Together, these results highlight how the introduction of the nonlinearity in the network reveal an intricate relationship between the amount of shared variability, private variability, and the optimal synaptic weight heterogeneity. Our observations that the network benefits from increased synaptic weight heterogeneity in the presence of common noise are predicated on the size of the network (Fig. 4a-b, Fig. 6a-b) and the amount of private and shared variability (Fig. 4c, Fig 6c-d). In particular, when shared variability is the more significant contribution to the overall variability, the coding performance of the network benefits from increased heterogeneity, whether the weights are structured or unstructured (Fig. 6e-f). This implies that, in contrast to the linear network, there exist regimes where increasing the synaptic weight heterogeneity beyond a point will harm coding ability (Fig. 4d-e, Fig 5a-b), demonstrating that there is a tradeoff between the benefits of synaptic weight heterogeneity and the amplification of common noise it may introduce.

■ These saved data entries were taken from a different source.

PR #1351, opened 2019-05-22
StyleSheet: enhance hairlineWidth

MoOx:
This change avoids `hairlineWidth` to look fat on high density screen, which defeat the purpose. 

Note that this can look as a breaking change: with current (RN) implementation, a border-top of 0.33333333px (on a device with a device px ratio to 3) can be invisible (eg: safari ios).

If we want to avoid this, we could just add something like

```js
// some browser render as 0 something like 0.3333333333, instead of 0.34...)
const hairlineWidthMaxPrecision = 6;
const hairlineWidthMaxPrecisionTrick = Math.pow(10, hairlineWidthMaxPrecision)
hairlineWidth = Math.round(hairlineWidth * hairlineWidthMaxPrecisionTrick)/hairlineWidthMaxPrecisionTrick;
```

#### 3.2.2 Mutual Information

When the network possesses a quadratic nonlinearity, the mutual information *I*[*s*, **r**] is far less tractable than for the linear case. Therefore, we computed the mutual information numerically on data simulated from the network, using an estimator built on *k*-nearest neighbor statistics [28]. We refer to this estimator as the KSG estimator.

We applied the KSG estimator to 100 unique datasets, each containing 100,000 samples drawn from the linear-nonlinear network. We then estimated the mutual information within each of the 100 datasets. The computational bottleneck for the KSG estimator lies in finding nearest neighbors in a *kd*-tree, which becomes prohibitive for large dimensions (*∼*20), so we considered much smaller population sizes than in the case of Fisher information. Furthermore, the KSG estimator encountered difficulties when samples became too noisy, so we limited our analysis to smaller values of (*σ*_{P}, *σ*_{C}). Due to these constraints, we are only able to probe the finite network behavior of the mutual information.

Our results for the structured weights are shown in Figure 7. When utilizing estimators of mutual information from data, caution should be taken before comparing across different dimensions, due to bias in the KSG estimator [20]. Thus, we restrict our observations to within a specified population size. First, we evaluated the mutual information for various population sizes (*N* = 8, 10, 12, 14) in the case where *σ*_{C} = *σ*_{P} = 0.5. Observe that, as before, the mutual information increases with larger weight heterogeneity (*k*_{w}, Fig. 7a). The improvement in information occurs for all four population sizes.

Decreasing the private variability increases mutual information (Fig. 7b). However, the network sees a greater increase in information with diverse weighting when *σ*_{P} is small. This is consistent with the small *σ*_{P} regime highlighted in Figure 4c: the smaller the private variability, the more the network benefits from larger synaptic weight heterogeneity. Similarly, decreasing the common variability increases mutual information (Fig. 7c). If the common variability is small enough (for example, *σ*_{C} = 1), then larger *k*_{w} harms the encoding. Thus, when the common noise is small enough, the amplification of noise that results when *k*_{w} is increased harms the network’s encoding. It is only when the common variability becomes the dominant contribution to the variability that the diversification provided by larger *k*_{w} improves the mutual information.

As for the unstructured weights, we calculated the mutual information *I*[*s*, **r**] over 100 synaptic weight distributions drawn from the aforementioned lognormal distribution. For each synaptic weight distribution, we applied the KSG estimator to 100 unique datasets, each consisting of 10,000 samples. Thus, the mutual information estimate for a given network was computed by averaging over the individual estimates across the 100 datasets. With this procedure, we explored how the mutual information behaves as a function of the private noise variability, common noise variability, and mean of the lognormal distribution.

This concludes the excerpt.